That casting directors have not been recognized in the same way as actors or directors has been a source of contention in recent years. Between 1996 and 2011, the academy’s awards rules committee rejected three separate proposals from casting directors asking that they be eligible for Oscars.
Part of the reason the academy was reluctant to grant casting directors their own branch was because “there’s no easy way to tell who did the casting in a movie,” the group’s former executive director, Bruce Davis, told The Times in 2011. “It’s not that we don’t respect casting directors, it’s that we don’t know how to” create an Oscar category, he said. “We’re not looking for a lot of new categories.

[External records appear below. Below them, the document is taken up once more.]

PR #2738, opened 2018-04-03
Disk pending operation data is missing

bufadu:
Hello,
I noticed that disk `pending_operation` datasource is missing on some of my servers. On these servers `in_progress` value is nearly always 0. I made a quick fix to allow `in_progress` value to be dispatched when equal to zero but I don't know if is it safe to compare with `NAN`..

### DIFF
--- a/src/disk.c
+++ b/src/disk.c
@@ -819,7 +819,7 @@ static int disk_read(void) {
       if (read_merged || write_merged)
         ds->has_merged = 1;
 
-      if (in_progress)
+      if (in_progress != NAN)
         ds->has_in_progress = 1;
 
       if (io_time)


rpv-tomsk:
Hi!

On some 'not real' block devices (such as md raid) 'pending_operations' is _always_ equal to zero.
There is no practical use to send these zeroes as metrics and this is the reason for solution you see.  

Collectd does periodical polls, reading data from kernel. Not each of these polls will return non-zero value if you have fast hardware and small load which is not enough to fill kernel operations queue. 

After first occurence, when 'pending operations' is not zero, there is a flag set, so even zero values will be send as metric.

bufadu:
Ok, it makes sense. But depending of the server load, after collectd starts, you may have no pending operation dispatched until the value becomes non-zero. Once the value changes, collectd dispatches the value even if it's zero. So if you use rrd with collectd you will see holes in your graphs if collectd restarts.. 
More over, as you stated, some block devices have always pending operation equal to zero; but the value is actually provided by the kernel so why ignore it ?

That's my 2 cents. Up to you to choose which data collection strategy collectd should have. But IMHO, a monitoring system should be as agnostic as possible.

rpv-tomsk:
>But depending of the server load, after collectd starts, you may have no pending operation dispatched until the value becomes non-zero. 
...until the value becomes non-zero and Collectd _catch_ this value. This value go back to zero when no pending operations in queue.

>but the value is actually provided by the kernel so why ignore it?

Because it is not the actual value. It just placeholder in output format and _always_ is zero.

>But IMHO, a monitoring system should be as agnostic as possible.
Why we need to send unuseful (empty) metrics?

>So if you use rrd with collectd you will see holes in your graphs if collectd restarts.

On mine systems collectd restarts are rare.
If that metric has real data, then collectd catch non-zero values quickly and hole will be small.
If that metric has no real data then hole size is not critical.

Sometimes we need in compromises.

bufadu:
Ok. I close the pull request.
Thanks for your time !

PR #2740, opened 2018-04-04
Fix routeros unset radio-name showing up as "(null)"

melak:
This happens when the `radio-name` property is unset on a wireless
interface. Why this is done is beyond me, but it does seem to be a thing.


rubenk:
Thanks @melak!

PR #3376, opened 2020-02-18
Efuss fix 3313

dago:
ChangeLog: build system: Avoid $< (implied source) in non-inference rules


dago:
This is the rebase of #3330

PR #3377, opened 2020-02-18
Fix of "Implement the NFS plugin for NetBSD #3333"

dago:
ChangeLog: NFS plugin: An implementation for NetBSD (using sysctl) has been added.

### DIFF
--- a/src/nfs.c
+++ b/src/nfs.c
@@ -27,6 +27,15 @@
 #include "plugin.h"
 #include "utils/common/common.h"
 
+#if KERNEL_NETBSD
+#include <sys/param.h>
+#include <sys/mount.h>
+#include <sys/sysctl.h>
+#include <nfs/rpcv2.h>
+#include <nfs/nfsproto.h>
+#include <nfs/nfs.h>
+#endif
+
 #if HAVE_KSTAT_H
 #include <kstat.h>
 #endif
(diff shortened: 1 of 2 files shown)


src/nfs.c
```diff
@@ -596,6 +612,34 @@ static int nfs_read(void) {
 }
   /* #endif KERNEL_LINUX */
 
+#elif KERNEL_NETBSD
+static int nfs_read(void) {
+  struct nfsstats ns;
+  size_t size = sizeof(ns);
+  int mib[] = {CTL_VFS, 2, NFS_NFSSTATS};
```
kwiatrox: Might add a comment about the meaning of 2.

src/nfs.c
```diff
@@ -596,6 +612,34 @@ static int nfs_read(void) {
...
+  value_t values[nfs3_procedures_names_num];
+  int i;
+
+  /* NetBSD reports v2 statistics mapped to v3 and doen't yet support v4 */
+  if (!report_v3)
+    return 0;
+  if (sysctl(mib, 3, &ns, &size, NULL, 0) != 0)
```
kwiatrox: I would use STATIC_ARRAY_SIZE(mib) for length to avoid magic numbers.

src/nfs.c
```diff
@@ -596,6 +612,34 @@ static int nfs_read(void) {
...
 
+#elif KERNEL_NETBSD
+static int nfs_read(void) {
+  struct nfsstats ns;
+  size_t size = sizeof(ns);
+  int mib[] = {CTL_VFS, 2, NFS_NFSSTATS};
+  value_t values[nfs3_procedures_names_num];
+  int i;
+
+  /* NetBSD reports v2 statistics mapped to v3 and doen't yet support v4 */
```
kwiatrox: Maybe add a WARNING or INFO if user tries to config only v2 or v4. For now it will silently omit the parameters and leave the user without any information. This comment is probably the only place where this information is provided.

src/nfs.c
dago: That is documented in line 623
```
  /* NetBSD reports v2 statistics mapped to v3 and doen't yet support v4 */
```

src/nfs.c
dago: Updated.

src/nfs.c
dago: Warnings added.

PR #3378, opened 2020-02-18
Reorder conditions so that on Linux the Linux-specific code is execut…

dago:
…ed instead of the more generic code for getifaddrs()

ChangeLog: interface plugin: Reorder so that Linux-specific code is actually executed


mrunge:
@dago Somehow, the ChangeLog line can only be one line here, otherwise the check currently fails.

dago:
@mrunge I adjusted the ChangeLog line, however, the test was green even before

PR #3380, opened 2020-02-19
Remove section about self-approve patches

mrunge:
We moved away from that model and every commit should go
through a review.

### DIFF
--- a/docs/maintainer_guide.md
+++ b/docs/maintainer_guide.md
@@ -24,14 +24,3 @@ using your commit rights to merge the pull request.
 
 You have write access to the *collectd/collectd* repository. Please use it
 responsibly.
-
-#### Own work
-
-Open *pull requests* for your own changes, too:
-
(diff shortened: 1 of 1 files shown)


rpv-tomsk:
I wish you good luck, while you doing rule changes by fact of technical changes.
Also, I wish you good luck waiting for minor changes review and recommend to do not approve changes until at least three reviewers will approve PR.

mrunge:
I am changing the documentation to reflect the current state.

rpv-tomsk:
By this, you state what current state is something that should really be.
But, maybe, current state should be changed to match existing rules, and not rules should be changed.

rpv-tomsk:
@octo, I think you lost control on project.

rpv-tomsk:
>We moved away from that model and every commit should go through a review.

Then you also must remove following section too:

```
### Repository access

You have write access to the *collectd/collectd* repository. Please use it
responsibly.
```

PR #3390, opened 2020-02-29
I think in this case we need sfree(cb);

klebertarcisio:
Hi guys,

I believe that in this case we need to call the sfree() function.

Regards.

### DIFF
--- a/src/daemon/plugin.c
+++ b/src/daemon/plugin.c
@@ -1306,7 +1306,7 @@ EXPORT int plugin_register_flush(const char *name, plugin_flush_cb callback,
             .data = cb,
             .free_func = plugin_flush_timeout_callback_free,
         });
-
+    sfree(cb);
     sfree(flush_name);
     return status;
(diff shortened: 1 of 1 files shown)


src/daemon/plugin.c
```diff
@@ -1306,7 +1306,7 @@ EXPORT int plugin_register_flush(const char *name, plugin_flush_cb callback,
             .data = cb,
             .free_func = plugin_flush_timeout_callback_free,
         });
-
+    sfree(cb);
```
dago: I think freeing it here is wrong as the data is passed to `plugin_register_complex_read` and freed after use by calling `plugin_flush_timeout_callback_free`, but I may not understand the code well enough.

klebertarcisio: exactly, my bad. In this case it is unnecessary to call sfree() again.

dago:
Closing as suggested code is wrong.

PR #3394, opened 2020-03-03
Add a FieldSeaparator option to tail_csv plugin

### LINKED ISSUE #2893: Plugin tail_csv should allow user specified separator
Plugin `tail_csv` currently supports only files where the separator is comma (`,`). It should be possible to specify a different character as delimiter for each file being processed.

There is an open PR #948 but that needs some rework before it can be merged. This issue can be used to collect feedback from community/core-team if such a feature is desirable.

redbaron4:
This PR adds a new option to tail_csv plugin called `FieldSeparator`. The value for this option is a single character. This option is used to define a custom separator. Default will be ',' so the PR is backward compatble.

Closes #2893 

ChangeLog: tail_csv plugin: Adds a FieldSeparator option

### DIFF
--- a/src/tail_csv.c
+++ b/src/tail_csv.c
@@ -47,6 +47,7 @@ struct instance_definition_s {
   char *plugin_name;
   char *instance;
   char *path;
+  char field_separator;
   cu_tail_t *tail;
   metric_definition_t **metric_list;
   size_t metric_list_len;
@@ -157,7 +158,7 @@ static int tcsv_read_buffer(instance_definition_t *id, char *buffer,
   /* Count the number of fields. */
   metrics_num = 1;
   for (i = 0; i < buffer_size; i++) {
-    if (buffer[i] == ',')
+    if (buffer[i] == id->field_separator)
       metrics_num++;
   }
 
@@ -179,7 +180,7 @@ static int tcsv_read_buffer(instance_definition_t *id, char *buffer,
   metrics[0] = ptr;
   i = 1;
   for (ptr = buffer; *ptr != 0; ptr++) {
-    if (*ptr != ',')
+    if (*ptr != id->field_separator)
       continue;
 
     *ptr = 0;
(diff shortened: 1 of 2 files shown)


src/tail_csv.c
```diff
@@ -277,6 +278,28 @@ static int tcsv_config_get_index(oconfig_item_t *ci, ssize_t *ret_index) {
...
 }
 
+static int tcsv_config_get_separator(oconfig_item_t *ci, char *ret_char) {
+  size_t len_opt;
+
+  if ((ci->values_num != 1) || (ci->values[0].type != OCONFIG_TYPE_STRING)) {
+    WARNING("tail_csv plugin: The \"%s\" config option needs exactly one "
+            "string argument.",
+            ci->key);
+    return -1;
```
rpv-tomsk: You return `-1` here, so reporting should be ERROR.

src/tail_csv.c
```diff
@@ -277,6 +278,28 @@ static int tcsv_config_get_index(oconfig_item_t *ci, ssize_t *ret_index) {
...
+  }
+
+  len_opt = strlen(ci->values[0].value.string);
```
rpv-tomsk: Policy ask us to declare variables at first use.

redbaron4: Thanks for looking at this @rpv-tomsk , the variable has been declared at L282 unless I am missing something here?

rpv-tomsk: https://collectd.org/review-comments#initialize-variables

redbaron4:
@rpv-tomsk Ah OK I see it now. Do you want me to open another pull request to fix these issues. I can mark it as a WIP so that merging is hopefully not done until it has been satisfactorily reviewed.

src/tail_csv.c
dago: Other invalid configuration options are also reported as `WARNING` and should then for consistency also be changed to `ERROR`, however, I see some more occurrences of `WARNING` in other plugins for ignored options, so this looks overall consistent me unless I am missing something.

rpv-tomsk: Don't look into plugins code, maintainers often do merge without deep analysis.
Look into `src/daemon/configfile.c` that maintained by "core maintainers" which are more qualified. 
The policy is simple - if function returns error, then message should be `ERROR` too, otherwise `WARNING`.

dago: From what I can see in the code `ERROR` is always followed by `return -1`, but there are occurrences in the code where `return -1` is preceded by `WARNING`, so I would say causality goes only in one direction here, e.g.
https://github.com/collectd/collectd/blob/6079accece816abc4ff74724d90ac499847a6246/src/daemon/configfile.c#L414-L417
However, from looking at the actual usages in the `tail_csv.c` plugin these should very well be errors and warnings should probably only allowed for backwards compatibility which is not the case here.

PR #3398, opened 2020-03-04
write_sensu: add the IncludeSource option

mbakhoff:
ChangeLog: write_sensu: add the IncludeSource option

It might make sense to enable the new option by default because it's probably what most users expect the plugin to do.


mbakhoff:
Thank you for the review!

Issue #3400, opened 2020-03-06
Release tag missing


bzed:
@mrunge please push the release tag.

mrunge:
Hi,
what release tag is missing? 5.11 is not released yet...

ashie:
Hmm, `./version-gen.sh` points `5.9.2.550.g62ae49f` while 5.10.0 is [already released](https://collectd.org/wiki/index.php/Version_5.10).

It seems that the tag name for 5.10.0 is wrong:

```
$ git tag

5.10.0
collectd-2.0.1
collectd-3.10.0
...
collectd-5.9.2
svn-trunk
```

(`collectd-5.10.0` is missing, there is `5.10.0` instead)

See also: #3293

mrunge:
> Hmm, `./version-gen.sh` points `5.9.2.550.g62ae49f` while 5.10.0 is [already released](https://collectd.org/wiki/index.php/Version_5.10).
> 

see https://github.com/collectd/collectd/blob/collectd-5.10/version-gen.sh ?


I'll cherry-pick the changes to master as well.

mrunge:
Sorry for the delay here, we'll fix the missing tag later today while we do the release for 5.11.0.

mrunge:
The tag https://github.com/collectd/collectd/tree/collectd-5.10.0 has been pushed, along with collectd-5.11.0.

PR #3405, opened 2020-03-11
Merge collectd 5.10 back into master

mrunge:
this fixes also one mentioned issue in https://github.com/collectd/collectd/issues/3400

### DIFF
--- a/src/varnish.c
+++ b/src/varnish.c
@@ -631,6 +631,33 @@ static int varnish_monitor(void *priv,
     else if (strcmp(name, "thread_queue_len") == 0)
       return varnish_submit_gauge(conf->instance, "workers", "queue_length",
                                   "threads", val);
+    else if (strcmp(name, "n_wrk") == 0)
+      return varnish_submit_gauge(conf->instance, "workers", "threads",
+                                  "worker", val);
+    else if (strcmp(name, "n_wrk_create") == 0)
+      return varnish_submit_derive(conf->instance, "workers", "total_threads",
+                                   "created", val);
+    else if (strcmp(name, "n_wrk_failed") == 0)
+      return varnish_submit_derive(conf->instance, "workers", "total_threads",
+                                   "failed", val);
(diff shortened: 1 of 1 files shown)


mrunge:
Varnish fails to build.

https://travis-ci.org/github/collectd/collectd/jobs/660965154#L31893

dago:
I think this is an artefact of #3360 and should have been fixed with https://github.com/collectd/ci-docker/pull/3

mrunge:
Right, so shall I skip this for now? I'd say, let's drop it in CI, but I'd leave that to any reviewer to decide.

kkepka:
just quick note without diving into details (yet) - https://github.com/collectd/ci-docker/pull/3 have only effect in cirrusci checks (as trusty base image)
here build has failed on travis check based on bionic, from logs, we can see varnish in ver 5.2.1-1

mkobyli:
In my opinion if it possible we should update varnish to latest stable and supported version (6.0) on CI

rpv-tomsk:
>mrunge wants to merge 29 commits into collectd:master from mrunge:master

1) Why do you open your PR from your own repo?
I think, such PR should be opened directly from collectd repo, w/o any third-party repos.

2) collectd-5.11 is already branched. By branching model, used in Collectd, you should merge collectd-10 into collectd-11 and then merge collectd-11 into master.

mrunge:
I am following the documentation mentioned here: https://collectd.org/wiki/index.php/Submitting_patches

rubenk:
Normally this should go via 5.11 indeed, to preserve a linear history but in practice it doesn't matter much as long as you merge 5.10 in 5.11 too.

rpv-tomsk:
I'm happy to see how fast work on Collectd project is done now.

mrunge:
fails due to varnish compile issues

rubenk:
Shall we handle #3408 first and then merge 5.11 into master?

mrunge:
Makes sense to me

rubenk:
No need for this anymore.

PR #3407, opened 2020-03-12
intel_pmu plugin: add check for lib symbol in configure.ac

kwiatrox:
ChangeLog: Improved check for libjevents which is dependency for intel_pmu plugin

Add a check to provide better information for users who would try to compile the plugin with the old libjevents version.


kwiatrox:
Thanks for fast response @mrunge !

PR #3409, opened 2020-03-13
Merge 5.10 branch into 5.11

rpv-tomsk:
Unlike # 3408 and # 3406, this PR was created using github webui and using only Collectd official repo branches, without any third-party repo.


rpv-tomsk:
Hmm, very strange. This way tries to update files `Makefile.am`, `configure.ac`, `src/turbostat.c` while these changes already applied into `collectd-5.10` branch.

PR #473, opened 2026-09-07
feat(rsc): a `"use server"` export the browser can call

ubugeeei:
## What was missing

`crates/uf_rsc` has scanned `"use server"`, keyed every action with a per-build
HMAC, decided which ones a client boundary can reach, published them in a
manifest and generated Flow types for them — since before anything could call
one. `crates/uf_rsc/src/types.rs:48` says the rest out loud:

> **A dispatcher.** There is no runtime that takes a name and calls an action,
> so this file declares no function.

This is the dispatcher, and the two halves either side of it.

## Which slice, and why not the other one

**Framing 1 from the brief: server actions callable end to end.** Framing 2 — a
Flight-shaped payload and a client that hydrates from it — is not a slice; it is
a second renderer, a wire format and a rewrite of `packages/router/client.js`,
and taking a piece of it would leave a half-built serialisation format in the
tree, which is the worst possible state for the thing whose whole risk is
deserialisation.

I did test #438's sentence rather than accept it.
`RscModule::requires_client_bundle`'s claim is true for a Server Component and
**was not** true for a `"use server"` module, which needs no payload at all —
the browser never renders it, only calls it.

## What this does

A `"use server"` module is replaced, **in the client graph only**, by one
`createServerReference` per callable export. What crosses the import is an id
and a `fetch`; the module's body, its imports and everything only they reached
stay on the server. The browser posts the id to the page's own URL, and an
endpoint between the middleware and the route handlers runs the function inside
the host's request.

One `load` hook decides that, so `uf dev` and `uf build` cannot disagree. One
`callAction` step, called between `runMiddleware` and `dispatch` in all four
hosts — `packages/vite/index.js`, `packages/vite/driver.js`,
`packages/server/fetch.js` and `packages/server/standalone.js` — so `uf dev`,
`uf preview`, `uf start`, a compiled binary and every deploy adapter answer it.

## Security is the feature

A `"use server"` export is a public HTTP endpoint the moment it exists.
`docs/security.md` gains nine rows and two sections; the boundary is:

> **A server action's arguments are plain JSON data and nothing else.** One JSON
> object `{"args": [...]}`, at most 1 MiB of valid UTF-8, holding at most 16
> values, nested at most 24 deep, with at most 10,000 values in total. Each is
> `null`, a boolean, a finite number, a string, an array of them, or a plain
> object whose keys are ordinary strings and are none of `__proto__`,
> `constructor` or `prototype`. The result travels back under the same grammar,
> plus `undefined`.

Nothing in a payload can name a function, a module, a class, a prototype, a
React element, an id or a reference, and nothing is revived into an object the
sender chose. Four things are outside it deliberately — a reference format,
class instances/`Map`/`Set`/`Date`, cycles, and `FormData` — each because
admitting it means admitting a tag that says which constructor to call.

Around that boundary:

- **Three independent CSRF guards.** `uf-action` is not a header a simple
  request may set, so a cross-origin caller needs a preflight and uf answers
  none; the content type must be `application/json`, which no `<form>` can
  produce; and `Origin` must be present and equal `Host`. `Host` only, never
  `X-Forwarded-*` — a forwarded header is a string the caller wrote.
- **No oracle.** One `404` with one body for a malformed id, an unknown id and
  an id that is not callable, over a table scanned whole with a constant-time
  comparison. The payload is decoded *before* the id is resolved, so a bad body
  cannot tell a real id from a guess.
- **Nothing about a failure goes back.** An action that throws is a `500` with a
  fixed body and a log line — the same in development, because `uf dev` and
  `uf build` have to agree about what this endpoint answers.
- **Bounds counted as the body arrives** rather than trusted from
  `Content-Length`, an iterative walk so the sender's hand is not on the stack
  depth, and `TextDecoder(…, { fatal: true })`.

And the honest limit, written where somebody will read it before deciding
otherwise: the call goes to the page's own URL so the middleware guarding that
path runs above it — but the URL is the caller's to choose, so **a server action
authorizes itself**.

## Flow checks both halves

Calling an action wrongly was already a `uf check` error and stays one. What a
declaration cannot say is whether those arguments can cross a wire at all —
`createUser(when: Date)` type-checks at every call site and arrives as `{}`. So
`uf prepare` writes two bounds into `server-actions.js`:

```js
export type ServerActionArgsFitTheWire = ActionArguments<ServerActionArgs<ServerActionName>>;
export type ServerActionResultsFitTheWire = ActionResult<ServerActionResult<ServerActionName>>;
```

Two lines hold a whole project against the grammar. A bound on `Parameters<F>`
rather than on `F`, because a function type puts its parameters contravariantly
and would ask whether `createUser` accepts *every* `ActionValue`.

## One rule in the graph, and its mirror

`propagate` already knew the server does not execute a `"use client"` module. It
now knows the client does not execute a `"use server"` one either, so an
action's imports are walked with the server colour. A database handle reached
only through an action is not in the client graph; `@uniflowed/server` imported
by an action is no longer reported as a leak, because it is no longer one; and a
`"use client"` module importing server-only code **directly** still is.

## Measured

`rsc-split-app`, one directive and one import different. On `main` an action
module that calls `cookies()` is a hard `rsc/server-only-import-in-client`
error, so the "before" column is the only shape that code could take.

| | dist raw | gzip | brotli | `/counter` chunk raw |
| --- | --- | --- | --- | --- |
| before | 213,742 | 68,236 | 59,257 | 1,389 |
| after | 216,545 | 69,533 | 60,361 | **4,194** |
| before, +22,437 B of server-only code behind the action | 231,260 | 71,600 | 61,746 | 18,899 |
| after, same | 216,553 | 69,528 | 60,418 | **4,194** |

The reference runtime is a **fixed** +2,803 raw / +1,297 gzip, paid once. After
that the client bundle stops growing with the server code behind an action:
+17,518 raw on `main` against **+8** with the reference, and at that size the
branch is 14,707 raw / 2,072 gzip / 1,328 brotli smaller. Break-even is about
2.8 kB raw of emitted JavaScript behind actions.

The bytes are the smaller half. `tally.js`, `ledger.js` and `node:async_hooks`
leave the browser outright: on `main` the first two are in
`dist/assets/_uf.page-*.js` and Vite prints `Module "node:async_hooks" has been
externalized for browser compatibility`.

## A bug found on the way

**`--compile` and `--adapter` never received `UF_RSC_MANIFEST`.** Harmless while
the manifest only split the route table — the deploy build is server-only, and
the server's table is unsplit — and not harmless now: `virtual:uf/actions` would
have been generated from no manifest, which is an empty table, which is **every
server action answering `404` in the artefact a person actually deploys**. Both
link steps now take one `LinkContext` rather than eight positional arguments,
which is the shape that let one of them be forgotten.

## Before and after

`cargo test -p uf_rsc`, with `graph/build.rs` and `types.rs` on `main`:

```
a_use_server_module_a_client_module_imports_stays_on_the_server ... FAILED
  left: ClientOnly / right: ServerOnly
a_server_only_import_reached_only_through_an_action_is_not_a_client_leak ... FAILED
  left: [ServerOnlyImportInClientModule { module: "app/actions.js", specifier: "@uniflowed/server" }]
a_project_with_an_action_holds_every_one_against_the_wire ... FAILED
test result: FAILED. 198 passed; 3 failed
```

after: `201 passed; 0 failed`.

`uf build` on the fixture, on `main`: `error: 1 React Server Components contract
violation`. After: `✓ build succeeded`, `server actions 1`, `rsc diagnostics 0`.

`uf test#library server-actions` with `packages/` on `main`: `failed to load:
SyntaxError … does not provide an export named 'ACTION_HEADER'`. After:
`37 passed`.

## Tests

- **`tests/library/server-actions.test.js`** — 37 cases. The grammar driven
  directly, because it is the argument boundary; the endpoint driven with no
  server, no port and no build the way `route-handler.test.js` drives
  `createDispatcher`, including the assertion that four different bad ids
  produce **one** distinct answer; the host ordering through the real
  `createFetchHandler`, so "below the guard, above the handlers" is a test
  rather than a comment; and the `load` hook once per environment.
- **`tests/type-tests/server-actions.js`** — six marked misuses, each `// expect:`
  written from what the checker actually said.
- **`crates/uf_cli/tests/vite.rs`** — one test reads the emitted production
  bundle (the reference is there; the action's marker, the ledger's marker and
  `async_hooks` are not; the server bundle has all three); one asks all four
  deploy artefacts to call a real action and compares their answers, including
  `"visitor":"ada"` from `cookies()`.

## What this does not do

- **A Server Component above a boundary still ships whole.** Framing 2 of #252,
  not started here.
- **An inline `"use server"` closure is still not callable** — no export name,
  so no reference. It stays in the manifest and out of both tables.
- **`<form action={fn}>`, `useActionState`, `useFormStatus`** need `FormData`
  across this boundary: multipart parsing, and a *simple* cross-origin request,
  which removes two of the three CSRF guards at once. Worth having; not worth
  having by accident.
- **`dist/uf-rsc-manifest.json` publishes the module graph.** Pre-existing, and
  it discloses no endpoint the client bundle did not already carry, but the
  paths and export names beside the ids are disclosure with no reader. Recorded
  as a `todo` row in `docs/security.md`.

## Exit codes

`cargo test --workspace` 0 (85 suites) · `cargo clippy --workspace --all-targets
-- -D warnings` 0 · `cargo fmt --check` 0 · `uf test#library` 0 (1894 passed, 1
skipped) · `uf fmt --check` 0 · `uf lint` 0 errors · `uf run scripts:parse` 0 ·
`uf run install:banner` 0 · `tools/docs/build.sh` 0.

Part of #252.

---
<a href="https://app.blacksmith.sh/ubugeeei-prod/codesmith/uf/pr/473"><picture><source media="(prefers-color-scheme: dark)" srcset="https://pr-comments-assets.blacksmith.sh/codesmith/view-with-codesmith-dark-v2.svg"><source media="(prefers-color-scheme: light)" srcset="https://pr-comments-assets.blacksmith.sh/codesmith/view-with-codesmith-light-v2.svg">View with [code]smith</picture></a> <a href="https://backend.blacksmith.sh/track/enable-autofix?expires=1791335259&installation_model_id=422833&pr_number=473&repository=ubugeeei-prod%2Fuf&return_to=https%3A%2F%2Fgithub.com%2Fubugeeei-prod%2Fuf%2Fpull%2F473&signature=5e8bd91de0cf82f68a10e03b38293fbadeb3c56d9293618478e9890f7b490fc7"><picture><source media="(prefers-color-scheme: dark)" srcset="https://pr-comments-assets.blacksmith.sh/codesmith/autofix-with-codesmith-dark.svg"><source media="(prefers-color-scheme: light)" srcset="https://pr-comments-assets.blacksmith.sh/codesmith/autofix-with-codesmith-light.svg">Autofix with [code]smith</picture></a>


ubugeeei:
Red on `Library`, and it is a real interaction rather than a flake — `main` is green and so was this branch before it merged `main` in.

```
✗ cache.test.js  the route cache > renders once for two requests, and says so in a header
    error: TypeError: app.callAction is not a function
       --> cache.test.js:155:12
19 failed
```

#469 landed the route cache while this branch was open. Its tests build a host double and drive `createFetchHandler` over it; this branch adds a `callAction` step to that handler between `runMiddleware` and `dispatch`, so every double written before it now lacks a method the handler calls.

That is this branch's to fix, not #469's: the ordering change is the feature here, and #469's doubles were complete against the handler as it stood. The same edit was already made to the doubles in `deploy`, `serve`, `standalone` and `request-lifecycle` — `cache.test.js` is a fifth that did not exist when those were updated.

Worth deciding rather than patching five files a sixth time: a host double that has to be edited every time the handler grows a step is a double that will be wrong again. `request-lifecycle.test.js` already takes the position that a fake there proves only that the host calls something, and gives its double the real dispatcher over an empty table. The same answer would fit here.

No other check is failing, and the seven review threads are separate.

People think the award show is long enough.”
To be clear, while casting directors can now vote to decide who will receive Oscars, they are not yet eligible for the golden trophies themselves.
“Now is not the time to lobby for that,” said Richard Hicks, director of the Casting Society of America, who is not a member of the academy.
“We’re more interested in celebrating what happened today,” Rubin said.
There are now 17 branches of the academy, though new members will not be admitted to the casting directors segment until June 2014. The casting directors who are presently members at large will be moved to the new branch, and this fall, a special election will be held to choose the three individuals who will represent the branch on the academy’s Board of Governors.
“Casting directors play an essential role in the filmmaking process,” newly elected AMPAS President Cheryl Boone Isaacs said in a statement. “Their inclusion on our board will only broaden our perspective and help ensure that the academy continues to accurately reflect the state of filmmaking today.”